◆ **Study material**

Start of Block

PR #65, opened 2015-02-22
InvalidLinkMode: changed invalid link handling

klimesf:
[See the RFC](http://forum.nette.org/en/22153-link-and-plink-macros-produce-e-warning-if-link-is-not-valid)

The build isn't failing due to the changes I made. I can't address the issue in this PR.

### DIFF
--- a/src/Application/UI/Presenter.php
+++ b/src/Application/UI/Presenter.php
@@ -36,7 +36,10 @@ abstract class Presenter extends Control implements Application\IPresenter
 	/** bad link handling {@link Presenter::$invalidLinkMode} */
 	const INVALID_LINK_SILENT = 1,
 		INVALID_LINK_WARNING = 2,
-		INVALID_LINK_EXCEPTION = 3;
+		INVALID_LINK_VISUAL = 4;
+
+	/** @deprecated Please use INVALID_LINK_WARNING instead. */
+	const INVALID_LINK_EXCEPTION = 3;
 
 	/** @internal special parameter key */
 	const SIGNAL_KEY = 'do',
@@ -1055,19 +1058,23 @@ abstract class Presenter extends Control implements Application\IPresenter
 
 	/**
 	 * Invalid link handler. Descendant can override this method to change default behaviour.
+	 * @param InvalidLinkException $e
 	 * @return string
 	 * @throws InvalidLinkException
 	 */
 	protected function handleInvalidLink(InvalidLinkException $e)
 	{
-		if ($this->invalidLinkMode === self::INVALID_LINK_SILENT) {
-			return '#';
-
-		} elseif ($this->invalidLinkMode === self::INVALID_LINK_WARNING) {
-			return '#error: ' . $e->getMessage();
-
-		} else { // self::INVALID_LINK_EXCEPTION
-			throw $e;
+		switch ($this->invalidLinkMode) {
+			case self::INVALID_LINK_EXCEPTION:
+				throw $e;
+			case self::INVALID_LINK_WARNING:
+				trigger_error('Invalid link: ' . $e->getMessage(), E_USER_WARNING);
+			case self::INVALID_LINK_VISUAL:
+				return '#error: ' . $e->getMessage();
+			case self::INVALID_LINK_SILENT:
+			default:
+				trigger_error('Invalid link: ' . $e->getMessage(), E_USER_WARNING);
+				return '#';
 		}
 	}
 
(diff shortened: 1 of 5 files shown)


tests/Application.DI/ApplicationExtension.scan.phpt
```diff
@@ -89,3 +89,139 @@ test(function() {
...
+	eval($code);
+
+	/** @var Nette\DI\Container $container */
+	$container = new Container7;
+	$tags = $container->findByTag('nette.presenter');
+	Assert::count( 1, array_keys($tags, 'Presenter1') );
+	$tmp = array_keys($tags, 'Presenter1');
+	$presenter = $container->getService($tmp[0]);
+	Assert::same( \Nette\Application\UI\Presenter::INVALID_LINK_SILENT, $presenter->invalidLinkMode );
+});
```
klimesf: I will refactor this, WIP

src/Application/UI/Presenter.php
```diff
@@ -1055,19 +1058,21 @@ public static function argsToParams($class, $method, & $args, $supplemental = ar
...
-		if ($this->invalidLinkMode === self::INVALID_LINK_SILENT) {
-			return '#';
-
-		} elseif ($this->invalidLinkMode === self::INVALID_LINK_WARNING) {
-			return '#error: ' . $e->getMessage();
-
-		} else { // self::INVALID_LINK_EXCEPTION
-			throw $e;
+		switch($this->invalidLinkMode) {
+			case self::INVALID_LINK_WARNING:
```
fprochazka: Exception should not be dropped, it should produce at least a warning. Untill it's removed few versions later.

src/Application/UI/Presenter.php
```diff
@@ -1055,19 +1058,21 @@ public static function argsToParams($class, $method, & $args, $supplemental = ar
...
+				trigger_error('Invalid link: ' . $e->getMessage(), E_USER_WARNING);
+			case self::INVALID_LINK_VISUAL:
+				return '#error: ' . $e->getMessage();
+			case self::INVALID_LINK_SILENT:
+			default:
+				trigger_error('Invalid link: ' . $e->getMessage(), E_USER_WARNING);
```
fprochazka: why is silent producing an error?

src/Bridges/ApplicationDI/ApplicationExtension.php
```diff
@@ -141,4 +145,22 @@ private function findPresenters()
 		return $presenters;
 	}
 
+
+	/**
+	 * Sets invalidLinkMode for presenters.
+	 * @param bool
+	 */
+	private function setSilentInvalidLinks($silent = TRUE)
```
fprochazka: I don't like that you've used a magic setter for this.

src/Application/UI/Presenter.php
klimesf: This is described in the RFC. SILENT is meant for production and the name refers to the text it returns. E_USER_WARNING is produced so it's visible in the logs.

src/Application/UI/Presenter.php
klimesf: It behaves exactly like the INVALID_LINK_SILENT, see the `default` keyword below.

fprochazka: I don't like that it's not explicit.

src/Application/UI/Presenter.php
fprochazka: I see now :)

src/Bridges/ApplicationDI/ApplicationExtension.php
```diff
@@ -141,4 +145,22 @@ private function findPresenters()
 		return $presenters;
 	}
 
+
+	/**
+	 * Sets invalidLinkMode for presenters.
+	 * @param bool
+	 */
+	private function configureInvalidLinkMode($silent = true)
```
klimesf: @fprochazka Is it better this way? :)

klimesf:
If Presenter::invalidLinkMode is set to something else than the provided constants, it will now behave the same as INVALID_LINK_SILENT, whereas before it would behave as INVALID_LINK_EXCEPTION. Do you think this is a BC break?

src/Bridges/ApplicationDI/ApplicationExtension.php
kubinpetr: Use TRUE instead of true.

klimesf: Thank you! I missed this one.

dg:
What about something like this #66?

End of Block

◆ **Work task**
Find the string "something" in the entries above. Copy each line where it occurs.

◆ **Solution for this exercise**
If Presenter::invalidLinkMode is set to something else than the provided constants, it will now behave the same as INVALID_LINK_SILENT, whereas before it would behave as INVALID_LINK_EXCEPTION. Do you think this is a BC break?
What about something like this #66?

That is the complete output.